>>

PR #304, opened 2020-10-22
Discover Kube targets by Endpoints, not Services

### LINKED ISSUE #282: KubeApiPlatformClient should discover via Endpoints, not Services
The OpenShiftPlatformClient was previously updated to discover targets using Endpoints rather than Services. Services are not preferred since they act as load-balancers in front of a set of target application Pods, and so when connecting to a "target" through a Service, ContainerJFR will actually be connected to just one of the load-balanced Pods according to the load balancer. If a user starts a recording on one "target" and reconnects to it later, they may no longer see that recording since the reconnection attempt could give them a different target JVM with no distinction in the web-client or even API responses.

Endpoints are a Kubernetes concept, not OpenShift-specific, so the KubeApiPlatformClient should be updated to match this implementation.

andrewazores:
Fixes #282

This basically duplicates the existing `OpenShiftPlatformClient` implementation for reuse as the `KubeApiPlatformClient`. These use two different client libraries for the internal API clients, which also means different library implementations for the various Kubernetes types (Endpoints, Subsets, Ports, etc.). So although these types model the same Kubernetes datatypes, the types themselves are distinct hierarchies, and so the final concrete `PlatformClient` implementations are also distinct and do not inherit from each other (unfortunately).

This can be tested by setting the `CONTAINER_JFR_PLATFORM` env var to force the `KubeApiPlatformClient` into use and then running as usual in CRC. This should result in essentially no noticeable difference from running with the standard `OpenShiftPlatformClient`. Compared to the previous `KubeApiPlatformClient` implementation, only ports named `jfr-jmx` or numbered `9091` should cause `ServiceRef`s to be listed in the targets list. If a single `Service` has more than one such port, or if there are multiple `Pod`s (each distinguished by cluster-internal IP address) behind the `Service`, then there should be near-duplicate `ServiceRef`s for each of these, differentiated by port number or by IP address.

### DIFF
--- a/src/main/java/com/redhat/rhjmc/containerjfr/platform/internal/KubeApiPlatformClient.java
+++ b/src/main/java/com/redhat/rhjmc/containerjfr/platform/internal/KubeApiPlatformClient.java
@@ -41,6 +41,7 @@
  */
 package com.redhat.rhjmc.containerjfr.platform.internal;
 
+import java.util.ArrayList;
 import java.util.Collections;
 import java.util.List;
 import java.util.Objects;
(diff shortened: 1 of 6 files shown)


ebaron (approved):
Looks good and works as advertised!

<<

What you should do:
Transcribe all the data word for word, as it appears above.

Exercise answer:
PR #304, opened 2020-10-22
Discover Kube targets by Endpoints, not Services

### LINKED ISSUE #282: KubeApiPlatformClient should discover via Endpoints, not Services
The OpenShiftPlatformClient was previously updated to discover targets using Endpoints rather than Services. Services are not preferred since they act as load-balancers in front of a set of target application Pods, and so when connecting to a "target" through a Service, ContainerJFR will actually be connected to just one of the load-balanced Pods according to the load balancer. If a user starts a recording on one "target" and reconnects to it later, they may no longer see that recording since the reconnection attempt could give them a different target JVM with no distinction in the web-client or even API responses.

Endpoints are a Kubernetes concept, not OpenShift-specific, so the KubeApiPlatformClient should be updated to match this implementation.

andrewazores:
Fixes #282

This basically duplicates the existing `OpenShiftPlatformClient` implementation for reuse as the `KubeApiPlatformClient`. These use two different client libraries for the internal API clients, which also means different library implementations for the various Kubernetes types (Endpoints, Subsets, Ports, etc.). So although these types model the same Kubernetes datatypes, the types themselves are distinct hierarchies, and so the final concrete `PlatformClient` implementations are also distinct and do not inherit from each other (unfortunately).

This can be tested by setting the `CONTAINER_JFR_PLATFORM` env var to force the `KubeApiPlatformClient` into use and then running as usual in CRC. This should result in essentially no noticeable difference from running with the standard `OpenShiftPlatformClient`. Compared to the previous `KubeApiPlatformClient` implementation, only ports named `jfr-jmx` or numbered `9091` should cause `ServiceRef`s to be listed in the targets list. If a single `Service` has more than one such port, or if there are multiple `Pod`s (each distinguished by cluster-internal IP address) behind the `Service`, then there should be near-duplicate `ServiceRef`s for each of these, differentiated by port number or by IP address.

### DIFF
--- a/src/main/java/com/redhat/rhjmc/containerjfr/platform/internal/KubeApiPlatformClient.java
+++ b/src/main/java/com/redhat/rhjmc/containerjfr/platform/internal/KubeApiPlatformClient.java
@@ -41,6 +41,7 @@
  */
 package com.redhat.rhjmc.containerjfr.platform.internal;
 
+import java.util.ArrayList;
 import java.util.Collections;
 import java.util.List;
 import java.util.Objects;
(diff shortened: 1 of 6 files shown)


ebaron (approved):
Looks good and works as advertised!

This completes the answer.